### What is expected
Going through the listing below, work out how many lines include "declarations" and give that number by itself.

======== Material shown ========

PR #904, opened 2021-11-09
Support nested ternary operators

flakeparadigm:


packages/babel-plugin/src/styled/__tests__/behaviour.test.tsx
```diff
@@ -417,14 +417,41 @@ describe('styled component behaviour', () => {
...
+      '._19bvftgi{padding-left:8px}',
+      '._n3tdftgi{padding-bottom:8px}',
+      '._u5f3ftgi{padding-right:8px}',
+      '._ca0qftgi{padding-top:8px}',
+      '._19itlf8h{border:2px solid blue}',
+      '._1wyb1ul9{font-size:30px}',
+      '._syaz1xo0{color:var(--_13kr4bd)}',
+    ]);
+
+    expect(actual).toInclude(
```
at-nathan, line 442: This `toInclude` can go inside `toIncludeMultiple`. I think we're trying to keep everything in one assertion if possible.

packages/babel-plugin/src/styled/__tests__/behaviour.test.tsx
```diff
@@ -441,6 +468,28 @@ describe('styled component behaviour', () => {
...
+    `);
+
+    expect(actual).toIncludeMultiple([
+      '._bfhk1x77{background-color:white}',
+      '._syaz11x8{color:black}',
+      '._syaz13q2{color:blue}',
+      '._syaz5scu{color:red}',
+    ]);
+
+    expect(actual).toInclude(
```
at-nathan, line 488: Ditto here

packages/babel-plugin/src/styled/__tests__/behaviour.test.tsx
```diff
@@ -463,19 +512,49 @@ describe('styled component behaviour', () => {
     );
   });
 
+  it('should not allow a logical statement with a conditional right-hand side', () => {
```
at-nathan, line 515: Nice!

packages/babel-plugin/src/styled/__tests__/behaviour.test.tsx
```diff
@@ -463,19 +512,49 @@ describe('styled component behaviour', () => {
...
+    `);
+
+    expect(actual).toIncludeMultiple([
+      '._syazbf54{color:green}',
+      '._syaz5scu{color:red}',
+      'className={ax(["",props.isPrimary?"_syazbf54":"_syaz5scu",props.className])}',
+    ]);
+  });
+
+  it('should apply conditional CSS when using "key: value; key: value; ..." in string form', () => {
```
at-nathan, line 543: hmm this is cool, previously consumer needed to use `css()` to do multi style declarations. I wonder if styled-components supports this?

packages/babel-plugin/src/utils/ast-builders.tsx
```diff
@@ -473,14 +473,13 @@ export const buildStyledComponent = (tag: Tag, cssOutput: CSSOutput, meta: Metad
   // Rely on transformCss to remove duplicates and return only the last unconditional CSS for each property
   const uniqueUnconditionalCssOutput = transformCss(unconditionalCss.join(''));
 
-  // Rely on transformItemCss to build logicalExpressions for logical CSS
-  const logicalCssOutput = transformItemCss({ css: logicalCss, variables: cssOutput.variables });
-
-  const sheets = [...uniqueUnconditionalCssOutput.sheets, ...logicalCssOutput.sheets];
+  // Rely on transformItemCss to build expressions for conditional & logical CSS
+  const conditionalCssOutput = transformItemCss(conditionalCss);
```
at-nathan, line 477: Oh so `transformItemCss` never did anything with `variables: cssOutput.variables`?

packages/babel-plugin/src/utils/css-builders.tsx
```diff
@@ -263,15 +307,33 @@ const extractConditionalExpression = (node: t.ConditionalExpression, meta: Metad
...
+    });
+  } else if (consequentCss?.length) {
+    // convert single-sided conditional into logical statements
+    css.push(...getLogicalItemFromConditionalExpression(consequentCss, node, 'consequent'));
+  } else if (alternateCss?.length) {
+    css.push(...getLogicalItemFromConditionalExpression(alternateCss, node, 'alternate'));
   }
 
-  return { css: mergeSubsequentUnconditionalCssItems(css), variables };
+  return { css: css, variables };
```
at-nathan, line 336: nit: `{ css, variables }`

packages/babel-plugin/src/utils/css-builders.tsx
```diff
@@ -91,7 +91,9 @@ const mergeSubsequentUnconditionalCssItems = (arr: Array<CssItem>): Array<CssIte
  * @param item
  */
 export const getItemCss = (item: CssItem): string => {
-  return item.css;
+  return item.type === 'conditional'
+    ? [...item.consequent, ...item.alternate].map(getItemCss).join('')
```
at-nathan, line 95: ❤️

at-nathan (commented):
Looking good! Thoughts on adding a storybook example to `conditional-rules-styled`?

packages/babel-plugin/src/utils/types.tsx
```diff
@@ -19,7 +26,7 @@ export interface SheetCssItem {
   css: string;
 }
 
-export type CssItem = UnconditionalCssItem | LogicalCssItem | SheetCssItem;
+export type CssItem = UnconditionalCssItem | ConditionalCssItem | LogicalCssItem | SheetCssItem;
```
at-nathan, line 29: I think we will need to generate the flow types too.

packages/babel-plugin/src/utils/ast-builders.tsx
flakeparadigm: Apparently not. I double checked several times to make sure I wasn't going crazy 😂 haha

packages/babel-plugin/src/styled/__tests__/behaviour.test.tsx
flakeparadigm: Ah yeah, I didn't do anything particular to support this. It already worked before my changes, it would just be pulled out into logical statements like...
```
props.isPrimary&&"_syazbf54 _1wyb1fwx", !props.isPrimary&&"_syaz5scu _1wybexct"
```

flakeparadigm: Looks like this would work in Styled Components as well, based on the little demo they have:
Screen Shot 2021-11-11 at 11 42 25 am

flakeparadigm: Yep, using the demo on their site, I can confirm this also works in styled-components.

packages/babel-plugin/src/utils/css-builders.tsx
```diff
@@ -543,7 +605,7 @@ const extractTemplateLiteral = (node: t.TemplateLiteral, meta: Metadata): CSSOut
 
   css.push({ type: 'unconditional', css: literalResult });
 
-  // Deals with Conditional CSS Rules
+  // Deals with Conditional CSS Rules from Logical Expressions
   node.expressions.forEach((prop) => {
```
MonicaOlejniczak, line 609: Can this logic be moved into the main looping logic above? I can't quite remember the reasoning for having it here

packages/babel-plugin/src/utils/css-builders.tsx
```diff
@@ -238,10 +282,10 @@ const callbackIfFileIncluded = (meta: Metadata, next: Metadata) => {
...
   const conditionalPaths: ['consequent', 'alternate'] = ['consequent', 'alternate'];
-  const css = [];
-  const variables = [];
+  const css: CSSOutput['css'] = [];
+  const variables: CSSOutput['variables'] = [];
 
-  for (const path of conditionalPaths) {
+  const [consequentCss, alternateCss] = conditionalPaths.map((path) => {
     const pathNode = node[path];
     let cssOutput;
```
MonicaOlejniczak, line 291: Do we still need all the checks before `t.isIdentifier` or can we dumb it down to always try and build the css if it's not an identifier or conditional?

packages/babel-plugin/src/utils/ast-builders.tsx
```diff
@@ -526,26 +525,42 @@ export const getPropValue = (
...
+  cssItems.forEach((item) => {
+    switch (item.type) {
+      case 'conditional':
+        const consequent = transformItemCss(item.consequent);
+        const alternate = transformItemCss(item.alternate);
 
-    sheets.push(...css.sheets);
+        sheets.push(...consequent.sheets, ...alternate.sheets);
+        classNames.push(
+          t.conditionalExpression(item.test, consequent.classNames[0], alternate.classNames[0])
```
MonicaOlejniczak, line 542: Is it possible for there to be multiple `classNames`? If so, should they be joined together somehow? Or should the types change to not be an array?

packages/babel-plugin/src/utils/css-builders.tsx
flakeparadigm: I'm honestly not very certain about why it isn't in the main loop, but there is already a logic path in the main loop that would conflict with this one related to support for keyframes.

I updated this comment because the use of the word "Conditional" here was throwing me off every time I searched for it in the code. Could be worth investigating further, but I think it would go beyond the scope of this work.

packages/babel-plugin/src/utils/css-builders.tsx
flakeparadigm: Sadly simplifying it here doesn’t play nicely with the logic & assumptions in `buildCss` - it expects things/expressions that we know to contain whole CSS declarations. However, Compiled supports using Conditional Expressions that either return a whole declaration, or just the value side of a declaration.

So we have to do the filtering here to make sure we only try to `buildCss` with whole declarations or more.

packages/babel-plugin/src/utils/ast-builders.tsx
flakeparadigm: It shouldn't be possible to have multiple entries in `classNames` here (which is a confusing as the `classNames` array actually represents actual JS Expressions that could contain multiple CSS class names).

I've re-worked the logic here to make that expectation clear up-front when parsing the JS in the first place.

flakeparadigm:
@at-nathan Thanks for the suggestion, I've added some storybook examples.

packages/babel-plugin/src/utils/types.tsx
flakeparadigm: Looks like we only generate flowtypes for the `jest` and `react` packages, so these changes don't affect those types.

JakeLane (approved):

MonicaOlejniczak (approved):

========

### Answer to this problem
3